Alibaba QwQ architecture
- Transformers: The core backbone of the model, widely used in modern LLMs, enabling efficient handling of long-range dependencies in text.
- RoPE (Rotary Positional Embeddings): A technique for encoding positional information in the model to improve its ability to understand sequence order.
- Optimized for long-context understanding, which aligns with the model’s ability to handle up to 32,768 tokens.
- SwiGLU (Switch-Gated Linear Unit): A more efficient activation function compared to ReLU, boosting computational efficiency and model performance.
- RMSNorm (Root Mean Square Layer Normalization): A normalization technique that stabilizes training and improves model performance, especially in large-scale architectures.
- Attention QKV Bias: Adds learnable biases to the Query (Q), Key (K), and Value (V) vectors in the attention mechanism.
- Enhances the model’s flexibility and accuracy in identifying important relationships in the data.
Size and Layers
Number of Parameters: Total: 32.5 billion parameters.
Non-Embedding Parameters: 31 billion (parameters used directly for computations like attention and feedforward layers, excluding embeddings).
Number of Layers: 64 transformer layers, providing the depth needed for complex reasoning and large-scale computations.
Alibaba team has been quite open about its limitations as well
Language Mixing and Code-Switching:
The model may unexpectedly combine or switch between multiple languages in a single response.
This can create confusion, especially for users expecting consistent outputs in one language.
Recursive Reasoning Loops:
It sometimes gets stuck in circular reasoning, repeatedly re-examining the same points without reaching a conclusion.
This can lead to overly long and unproductive responses.
Safety and Ethical Concerns:
The model requires better safeguards to ensure outputs are ethical, accurate, and appropriate for various contexts.
Users must exercise caution when deploying it in real-world scenarios, as unintended responses could pose risks.
Performance Gaps in Common Sense and Language Nuance:
While strong in math and coding, it struggles with:
Common sense reasoning (understanding everyday knowledge).
Subtle language nuances (interpreting idioms, cultural contexts, or highly abstract ideas).
How to use the Alibaba QwQ?
- The model is now available on Ollama. just run (if you have already installed Ollama in the local system)
ollama run qwq
2. HuggingFace
from transformers import AutoModelForCausalLM, AutoTokenizer
model_name = "Qwen/QwQ-32B-Preview"
model = AutoModelForCausalLM.from_pretrained(
model_name,
torch_dtype="auto",
device_map="auto"
)
tokenizer = AutoTokenizer.from_pretrained(model_name)

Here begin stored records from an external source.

PR #8834, opened 2020-05-30
AudioStretcher: Tweak algorithm to be more forgiving

MerryMage:
Hopefully helps with https://bugs.dolphin-emu.org/issues/10254

* Allow for a more slop in backlog_fullness
* Snap to m_EmulationSpeed

With thanks to @Filoppi.

@Filoppi – I would be grateful if you could verify this PR solves the issue.


Filoppi:
Hey.
This is a good start but I don't think is enough. it will still lower quality than the non stretched sound.
I'm still working on my attempt daily and I got to a really good point, but I haven't reached a "perfect" solution that works in all the cases.
Also, this "if (std::abs(m_stretch_ratio - SConfig::GetInstance().m_EmulationSpeed) < 0.01)", from my test is definitely not enough, as it can easily fluctuate more than 0.01, though anything more than 0.01 is kind of too much and could introduce errors over time.
I guess this could be merged, though I would wait a few days for my larger, "better", fix.

MerryMage:
Noted!

PR #8835, opened 2020-05-31
NetPlay: Always use packet to fire power button event

Techjar:
This is a first pass on trying to fix the NetPlay Wii shutdown deadlock. Not entirely sure if it will fix the problem, more timing synchronization might be needed, but it's at least a necessary step towards fixing the issue.


JMC47:
Is there any further investigation being done on this issue?  If there isn't, maybe we should close this for now.  This didn't *entirely* fix the issue iirc.

Techjar:
I'm leaving it open for now as I do intend to come up with a proper fix at some point.

PR #8836, opened 2020-05-31
Android: Add recursive game paths to UI

Ebola16:
Implements https://bugs.dolphin-emu.org/issues/10806

### DIFF
--- a/Source/Android/app/src/main/java/org/dolphinemu/dolphinemu/features/settings/ui/SettingsActivityPresenter.java
+++ b/Source/Android/app/src/main/java/org/dolphinemu/dolphinemu/features/settings/ui/SettingsActivityPresenter.java
@@ -1,5 +1,6 @@
 package org.dolphinemu.dolphinemu.features.settings.ui;
 
+import android.content.Context;
 import android.content.IntentFilter;
 import android.os.Bundle;
 import android.text.TextUtils;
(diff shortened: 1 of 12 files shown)


JosJuice:
Your changes to `scanLibrary` are more complicated than needed. What you should do instead is make it so that you can pass a boolean parameter to `update` that's used instead of `false` on this line: https://github.com/dolphin-emu/dolphin/blob/master/Source/Android/jni/GameList/GameFileCache.cpp#L97

JosJuice:
Assuming there is no simple way for us to automatically refresh the library when changing the setting, LGTM after fixing the lint issue.

Ebola16:
Lint issue fixed. We could refresh the game library upon saving settings but I'd rather do that only if this setting is modified. I don't think there is a simple way to detect specific changed settings yet.

Source/Android/app/src/main/java/org/dolphinemu/dolphinemu/features/settings/ui/SettingsActivityPresenter.java
```diff
@@ -27,18 +31,22 @@
 
   private MenuTag menuTag;
   private String gameId;
+  private Context context;
+
+  private static final Set<String> modifiedSettings = new HashSet<>();
```
JosJuice, line 36: Would it be possible to make this non-static? You could pass it to `saveSettings` as an argument.

Ebola16: Yes, done.

PR #8839, opened 2020-06-01
INI changes

Miksel12:
Based on #8164 

-Adds a few games.
-Enables MMU for Crunchyroll Channel so it can boot and for Interactive Multi Game Demo Disc with demo's which require MMU.
-Enables FPRF for games that need it.
-Disables defered EFB for games that crashed or showed weird behaviour with defered EFB enabled.
-Sets TextureCacheAccuracy to safe for a few games that need it.
-Sets EFB to texture and ram for a few games that need it.
-Removes Wiimote.Shake and Wiimote.Swing as those are no longer functional.

I also removed TextureCacheAccuracy = Safe from NSMBW because accuracy on fast shows no issues. I think this was fixed with Partial Texture Updates.

### DIFF
--- a/Data/Sys/GameSettings/HC4.ini
+++ b/Data/Sys/GameSettings/HC4.ini
@@ -1,7 +1,8 @@
-# RDFE41, RDFP41 - Shaun White Snowboarding: Road Trip
+# HC4E9Z, HC4P9Z - Crunchyroll Channel
 
 [Core]
 # Values set here will override the main Dolphin settings.
+MMU = True
 
 [OnLoad]
 # Add memory patches to be loaded once on boot here.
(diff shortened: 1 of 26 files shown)


Data/Sys/GameSettings/HC4.ini
```diff
@@ -0,0 +1,14 @@
+# HC4P01, HC4E9Z, HC4P9Z - Crunchyroll Channel
```
Tilka, line 1: Where does "HC4P01" come from?

JosJuice: Probably from outdated wiki information. (Sometimes people seemingly guessed the publisher ID of downloadable titles because GameTDB doesn't provide that information.)

Miksel12: Weird, I have taken the GameID's from the wiki but I can't find "HC4P01" anywhere now. No idea how that happend. I will remove it.

PR #8840, opened 2020-06-01
ControllerInterface: Combine evdev devices with the same physical location in addition to unique ID

Techjar:
Some off-brand devices always report the same unique ID, resulting in them being wrongly combined. The physical location for these devices should always be different, making that a better comparison. I'm currently unsure whether the DS4's devices (the original target of the combining behavior in #8473) all have the same physical location, but theoretically they should.

### DIFF
--- a/Source/Core/InputCommon/ControllerInterface/evdev/evdev.cpp
+++ b/Source/Core/InputCommon/ControllerInterface/evdev/evdev.cpp
@@ -204,9 +204,10 @@ static int s_wakeup_eventfd;
 // sysfs is not stable, so this is probably the easiest way to get a name for a node.
 static std::map<std::string, std::weak_ptr<evdevDevice>> s_devnode_objects;
 
-static std::shared_ptr<evdevDevice> FindDeviceWithUniqueID(const char* unique_id)
+static std::shared_ptr<evdevDevice>
+FindDeviceWithUniqueIDAndPhysicalLocation(const char* unique_id, const char* physical_location)
 {
-  if (!unique_id)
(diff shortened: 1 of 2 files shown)


sclem:
Pulled and tested, confirmed this fixes https://bugs.dolphin-emu.org/issues/12126

Techjar:
Great, now I just need someone to test the DS4 to make sure that still works as intended.

sclem:
Sounds good. I would test that if I had one.

jordan-woyak:
Unfortunately this breaks my Mayflash 4-port GameCube controller adapter.
All four ports have the same "physical location" and are incorrectly combined.

Perhaps you can examine BOTH the physical location and the unique ID?

Techjar:
@jordan-woyak That does appear to stop it combing the Mayflash adapter on my system. Can you confirm?

jordan-woyak (approved):
LGTM

i30817:
Could this be done manually at the config/GUI level?

My usecase was attempting to use keyboard and touchpad as keys and pointer|motion-simulation to a emulated wiimote.

Apparently only 'XInput2/0/Virtual core pointer' allowed this naturally, all the others it's either one or the other for motion simulation. And i can't use X libraries in EGL/DRM.

Truth to be said, even this wouldn't solve the problem because the evdev/0/SynPS/2 Synaptics TouchPad entry does not behave like the mouse. The 0 origin starts in the left side instead of the center, etc, so i'm not sure even this would work.
I'm probably looking for 'Xinput but works in the nogui DRM' sigh.

PR #9117, opened 2020-09-27
Add tapserver network interface for macOS since TunTap is now unmaintained

fuzziqersoftware:
The existing TAP_Apple implementation uses TunTap, which has recently become unmaintained. It seems Apple wants developers to move away from kexts in general; TunTap currently takes some finagling to work on Catalina, and it may not work at all on Big Sur. This necessitates a non-kext-based implementation.

Fortunately, fake Ethernet devices were introduced in Sierra and can be used similarly to tap adapters. This commit adds a new type of BBA interface implementation which uses fake Ethernet devices via tapserver (https://github.com/fuzziqersoftware/tapserver) to communicate with the host. This implementation was tested with PSO Episodes I & II, which can successfully connect to a private server running locally. We use tapserver instead of creating the interfaces within Dolphin since that has to be done as root, and we'd prefer not to require Dolphin itself to run as root to access the network.

This implementation is only available on macOS, since that's the only place it's needed - Windows/Linux/Unix are unaffected by TunTap being deprecated.


Source/Core/Core/HW/EXI/BBA/TAPServer_Apple.cpp
```diff
@@ -0,0 +1,127 @@
...
+// refuses to activate.
+
+static const std::string socket_path = "/tmp/dolphin-tap";
+
+bool CEXIETHERNET::TAPServerNetworkInterface::Activate()
+{
+  if (IsActivated())
+    return true;
+
+  struct sockaddr_un sun;
```
lioncash, line 29:
```suggestion
  struct sockaddr_un sun = {};
```

Is sufficient to zero the structure out. `memset` isn't necessary.

Source/Core/Core/HW/EXI/BBA/TAPServer_Apple.cpp
```diff
@@ -0,0 +1,127 @@
...
+#include "Core/HW/EXI/EXI_DeviceEthernet.h"
+
+namespace ExpansionInterface
+{
+// This interface is only implemented on macOS, since macOS needs a replacement
+// for TunTap when the kernel extension is no longer supported. This interface
+// only appears in the menu on macOS, so on other platforms, it does nothing and
+// refuses to activate.
+
+static const std::string socket_path = "/tmp/dolphin-tap";
```
lioncash, line 22:
```suggestion
constexpr char socket_path[] = "/tmp/dolphin-tap";
```

So that this doesn't require a runtime static constructor.

Source/Core/Core/HW/EXI/BBA/TAPServer_Apple.cpp
```diff
@@ -0,0 +1,127 @@
...
+}
+
+bool CEXIETHERNET::TAPServerNetworkInterface::SendFrame(const u8* frame, u32 size)
+{
+  {
+    const std::string s = ArrayToString(frame, size, 0x10);
+    INFO_LOG(SP1, "SendFrame %x\n%s\n", size, s.c_str());
+  }
+
+  uint16_t size16 = size;
```
lioncash, line 65:
```suggestion
  u16 size16 = size;
```

lioncash, line 65:
```suggestion
  auto size16 = u16(size);
```

otherwise this can cause a truncation warning.

Source/Core/Core/HW/EXI/BBA/TAPServer_Apple.cpp
```diff
@@ -0,0 +1,127 @@
...
+  if (write(fd, &size16, 2) != 2)
+  {
+    ERROR_LOG(SP1, "SendFrame(): could not write size field\n");
+    return false;
+  }
+  int writtenBytes = write(fd, frame, size);
```
lioncash, line 71:
```suggestion
  int written_bytes = write(fd, frame, size);
```

Source/Core/Core/HW/EXI/BBA/TAPServer_Apple.cpp
```diff
@@ -0,0 +1,127 @@
...
+  if ((u32)writtenBytes != size)
```
lioncash, line 72:
```suggestion
  if (u32(written_bytes) != size)
```

Source/Core/Core/HW/EXI/BBA/TAPServer_Apple.cpp
```diff
@@ -0,0 +1,127 @@
...
+    FD_ZERO(&rfds);
+    FD_SET(fd, &rfds);
+
+    struct timeval timeout;
+    timeout.tv_sec = 0;
+    timeout.tv_usec = 50000;
+    if (select(fd + 1, &rfds, nullptr, nullptr, &timeout) <= 0)
+      continue;
+
+    uint16_t size;
```
lioncash, line 98:
```suggestion
    u16 size;
```

Source/Core/Core/HW/EXI/BBA/TAPServer_Apple.cpp
```diff
@@ -0,0 +1,127 @@
...
+    if (read(fd, &size, 2) != 2)
+    {
+      ERROR_LOG(SP1, "Failed to read size field from BBA, err=%d", errno);
+    }
+    else
+    {
+      int readBytes = read(fd, m_eth_ref->mRecvBuffer.get(), size);
```
lioncash, line 105:
```suggestion
      int read_bytes = read(fd, m_eth_ref->mRecvBuffer.get(), size);
```

Source/Core/Core/HW/EXI/BBA/TAPServer_Apple.cpp
```diff
@@ -0,0 +1,127 @@
...
+      if (readBytes < 0)
+      {
+        ERROR_LOG(SP1, "Failed to read packet data from BBA, err=%d", errno);
+      }
+      else if (readEnabled.IsSet())
+      {
+        std::string dataString = ArrayToString(m_eth_ref->mRecvBuffer.get(), readBytes, 0x10);
```
lioncash, line 112:
```suggestion
        std::string data_string = ArrayToString(m_eth_ref->mRecvBuffer.get(), readBytes, 0x10);
```

fuzziqersoftware:
Thanks for the review - I've made all the suggested changes.

BhaaLseN:
If this is really macOS only, you might want to add a couple more platform `#ifdef`. This would probably _also_ mean that you don't need the `Stub` though.

In case we _do_ want to keep this for all platforms, you'll have to update the Visual Studio project files as well for Windows.

fuzziqersoftware:
Added some more #ifdefs and removed the stub, since this interface type probably will never be needed for non-macOS platforms.

PR #9118, opened 2020-09-29
Create KHP.ini

cobalt2727:
add GameSettings file for a modpack that uses its own game ID

### DIFF
--- a/Data/Sys/GameSettings/KHP.ini
+++ b/Data/Sys/GameSettings/KHP.ini
@@ -1,0 +1,17 @@
+# KHPE01 - Kirby Air Ride Hack Pack 
+# copy of GKY.ini
+
+[Core]
+# Values set here will override the main Dolphin settings.
+
+[OnLoad]
+# Add memory patches to be loaded once on boot here.
+
+[OnFrame]
+# Add memory patches to be applied every frame here.
+
+[ActionReplay]
+# Add action replay cheats here.
+
+[Video_Stereoscopy]
+StereoConvergence = 6


JosJuice:
I don't think we've added a default game INI for a hacked game before. Just setting `StereoConvergence` doesn't seem like a great reason to start doing it to me.

mbc07:
I don't think we should start carrying game INIs for modded/custom games either, it can get out of hand really fast. Perhaps you could distribute the custom game INI together with the mod?

JMC47:
I'm actually on the other side of this.  With the final Wii game being released now, it's mostly romhacks/patches.  We've already seen a lot of popular ones in Dolphin.

I think instead of trying to downplay their existence, we should embrace it as Dolphin is the easiest way to play these hacks.

mbc07:
It's not a matter of downplaying their existence, my main issue with that is that the IDs for these mods are totally inconsistent. Flacs and Kolano started documenting those custom game IDs on the wiki a while ago and there are cases of completely different game mods reusing the same custom ID, thus optimal settings for a mod won't be optimal for another, and there's no way to make that distinction when they reuse the same ID.

Also, those mods have to be distributed somewhere before people can get them and they generally don't come ready to play (e.g. mod is distributed as a diff patch for the base game), thus they ship with instructions, patch tools and so on. They could easily ship the modded game INI together with the mod and it would be an INI guaranteed to work with that specific mod version...

JMC47:
The first step to having things like this fixed it to acknowledge the problem though.  If we worked with mod creators and established standards/documented things, we could make sure that popular mods designed for release with Dolphin had proper game IDs.  We could be the ones to set the standard going forward.

I totally get that there are a lot of problems, but we've actually run into this with real games too!  Should we not include gameIDs for Datel stuff because it's unlicensed/unofficial?

cobalt2727:
Well I've apparently started a decent debate here. I'm inclined to back up JMC's reasoning, and while I definitely understand where @mbc07 is coming from, that's only really an issue if two mods for _different games_ share an ID, right? Like, I copied the contents of this file from GKY.ini since KHP is effectively just Kirby Air Ride with QoL mods.

> I totally get that there are a lot of problems, but we've actually run into this with real games too! Should we not include gameIDs for Datel stuff because it's unlicensed/unofficial?

@JMC47 wait, is there Datel stuff that shares IDs with real games or is that a separate issue?

mbc07:
> The first step to having things like this fixed it to acknowledge the problem though. If we worked with mod creators and established standards/documented things, we could make sure that popular mods designed for release with Dolphin had proper game IDs.

Fair enough, but in that case I would rather have those details properly sorted out before including custom game INIs on the codebase, than including potentially clashing game INIs as they are now and deal with the standardization later.
<br/>

> I totally get that there are a lot of problems, but we've actually run into this with real games too! Should we not include gameIDs for Datel stuff because it's unlicensed/unofficial?

That's exactly the case at the moment, there's no game INIs for Datel stuff despite them requiring non-default settings to boot properly, even the game IDs they used that doesn't conflict with officially released games (DTLE01, DTLX01, RFLPWK) also lacks game INIs. 

Apart from Datel, AFAICT the only other case of conflicting IDs are from TGC images extracted from official bonus/demo discs, but that only becomes an issue if you try to boot the TGC file directly, otherwise they inherit the same ID from the disc that contains them (an official ID, not reused)...

leoetlino:
Closing for the reasons that have been mentioned above.

I'm not opposed to the idea of adding GameINIs for mods (though I still think it'd be easier to just distribute INIs alongside the mod) but IMO this is currently not a good idea because of the ID issue and because any updates to GKY will also have to be manually copied to KHP and [insert all the GameINIs for other mods]. It's annoying for maintenance... It might be wiser to keep the original 3-letter game ID and only change the last three bytes instead.

PR #9119, opened 2020-09-29
Android: Correct SliderSetting minimum value behavior on API < 26

JosJuice:
See PR #9112.


Ebola16 (approved):

Source/Android/app/src/main/java/org/dolphinemu/dolphinemu/features/settings/ui/SettingsAdapter.java
```diff
@@ -240,12 +242,11 @@ public void onSliderClick(SliderSetting item, int position)
 
     SeekBar seekbar = view.findViewById(R.id.seekbar);
 
-    if (Build.VERSION.SDK_INT >= Build.VERSION_CODES.O)
```
Techjar, line 243: I believe the import for `Build` should be removed as well as this was the only reference.

PR #9120, opened 2020-09-29
Fix controller defaults being empty on fresh run

JosJuice:
A very early call to Config::Save is now creating empty controller INI files.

prompt = "How many r in strawberry."
messages = [
{"role": "system", "content": "You are a helpful and harmless assistant. You are Qwen developed by Alibaba. You should think step-by-step."},
{"role": "user", "content": prompt}
]
text = tokenizer.apply_chat_template(
messages,
tokenize=False,
add_generation_prompt=True
)
model_inputs = tokenizer([text], return_tensors="pt").to(model.device)
generated_ids = model.generate(
**model_inputs,
max_new_tokens=512
)
generated_ids = [
output_ids[len(input_ids):] for input_ids, output_ids in zip(model_inputs.input_ids, generated_ids)
]
response = tokenizer.batch_decode(generated_ids, skip_special_tokens=True)[0]
3. If you don’t have enough hardware, use it in the free UI
In conclusion, Alibaba’s QwQ-32B-Preview represents a significant step forward in open-sourced AI reasoning models, particularly excelling in mathematical and coding tasks. Its strong performance on benchmarks highlights its analytical prowess, putting it on par with or even ahead of OpenAI’s o1-mini and competitive with o1-preview. However, challenges such as language mixing, recursive reasoning, and gaps in general-purpose reasoning indicate that the model is not yet as versatile as its competitors.
Overall, QwQ offers promising capabilities for specific domains and is an excellent choice for developers seeking a robust, open-source option for math and coding tasks. With further refinement in its limitations, it has the potential to challenge leading proprietary models in more general use cases.